StPO I: Die DNA-Mischspur als Beweisanzeichen, oder: Anforderungen an die Urteilsgründe

Ich stelle heute dann seit längerem mal wieder StPO-Entscheidungen vor.

An der Spitze hier dann zunächst der schon etwas ältere BGH, Beschl. v. 20.01.2022 – 5 StR 410/21 -, der noch einmal zu den Anforderungen an die Urteilsgründe Stellung nimmt, wenn die Feststellungen u.a. auf eine sog. DNA-Mischspur gestützt werden. Das LG hat den Angeklagten wegen gemeinschaftlichen unerlaubten Handeltreibens mit Betäubungsmitteln in nicht geringer Menge verurteilt. Dagegen das Rechtsmittel des Angeklagten, das mit der Sachrüge Erfolg hatte:

„Die Strafkammer hat sich von der (Mit-)Täterschaft des diese bestreitenden Angeklagten unter anderem aufgrund von in der Bunkerwohnung gefundenen übereinstimmenden DNA-Mischspuren überzeugt. Diese wurden an einem Koffer und an einer Plastiktüte festgestellt, in denen sich jeweils Betäubungsmittel befanden. Die Darstellung der Ergebnisse der molekulargenetischen Gutachten entspricht jedoch nicht den Anforderungen, die der Bundesgerichtshof in ständiger Rechtsprechung daran stellt.

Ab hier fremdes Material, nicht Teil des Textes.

PR #131, opened 2020-05-05
Look up job memory usage in Google Cloud Monitoring and add to model …

zcain117:
…metrics.

I think the VM memory usage (i.e. `memory/used_bytes`) is useful both for us and for other users.

`accelerator/memory_used` may or may not be useful. I want to collect it for a few days from our models and see what it looks like.

### DIFF
--- a/metrics_handler/metrics_test.py
+++ b/metrics_handler/metrics_test.py
@@ -165,6 +165,18 @@ class MetricsTest(parameterized.TestCase):
     within_bounds = metrics.within_bounds(value, *bounds, inclusive)
     self.assertIs(within_bounds, expected)
 
+  # To use this test, replace the args to compute_memory_metrics with your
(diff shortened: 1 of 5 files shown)


metrics_handler/metrics_test.py
```diff
@@ -165,6 +165,18 @@ def test_within_bounds(self, value, bounds, inclusive, expected):
     within_bounds = metrics.within_bounds(value, *bounds, inclusive)
     self.assertIs(within_bounds, expected)
 
+  # To use this test, replace the args to compute_memory_metrics with your
```
will-cromar, line 168: If this can only be run manually, I suggest moving it to a different file/script.

zcain117: good idea, created a new file `manual_tests.py` for these and similar unit tests

PR #139, opened 2020-05-07
Add TPU health monitor container.

will-cromar:
This should warn us if the TPU leaves the HEALTHY state.

### DIFF
--- a/images/health-monitor/monitor.py
+++ b/images/health-monitor/monitor.py
@@ -29,7 +29,7 @@ flags.DEFINE_string('namespace', 'default', 'The namespace of the pod.')
 flags.DEFINE_string('container', 'train', 'The name of the container to watch.')
 
 flags.DEFINE_integer('interval', 60, 'Number of seconds to wait between health checks.')
-flags.DEFINE_bool('verbose', False, 'Whether to print when TPU is HEALTHY')
+flags.DEFINE_bool('verbose', False, 'Whether to print when TPU is HEALTHY.')
 
 flags.DEFINE_string('project', None, 'The GCP project with your GKE cluster.')
 flags.DEFINE_string('zone', None, 'The GCP zone with your GKE cluster.')
@@ -79,8 +79,8 @@ def main(_):
                     FLAGS.container, str(pod.status))
       exit(1)
     if getattr(status.state, 'terminated'):
-      logging.info('Container `%s` terminated with status:\n%s',
-                   FLAGS.container, str(status))
+      logging.warning('Container `%s` terminated with status:\n%s',
+                      FLAGS.container, str(status))
       break
   
     time.sleep(FLAGS.interval)
--- a/images/health-monitor/monitor.py
+++ b/images/health-monitor/monitor.py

Insoweit gilt: Während bei Einzelspuren jedenfalls das Gutachtenergebnis in Form einer numerischen biostatistischen Wahrscheinlichkeitsaussage mitgeteilt werden muss, ist bei Mischspuren hingegen grundsätzlich darzulegen, wie viele Systeme untersucht wurden, ob und inwieweit sich Übereinstimmungen in den untersuchten Systemen ergeben haben und mit welcher Wahrscheinlichkeit die festgestellte Merkmalskombination bei einer anderen Person zu erwarten ist (vgl. BGH, Beschlüsse vom 28. August 2018 – 5 StR 50/17, BGHSt 63, 187; vom 9. November 2021 – 4 StR 262/21; vom 18. August 2021 – 5 StR 217/21; vom 12. August 2021 – 2 StR 325/20; vom 14. Juli 2021 – 6 StR 303/21, jeweils mwN). Daran fehlt es jeweils.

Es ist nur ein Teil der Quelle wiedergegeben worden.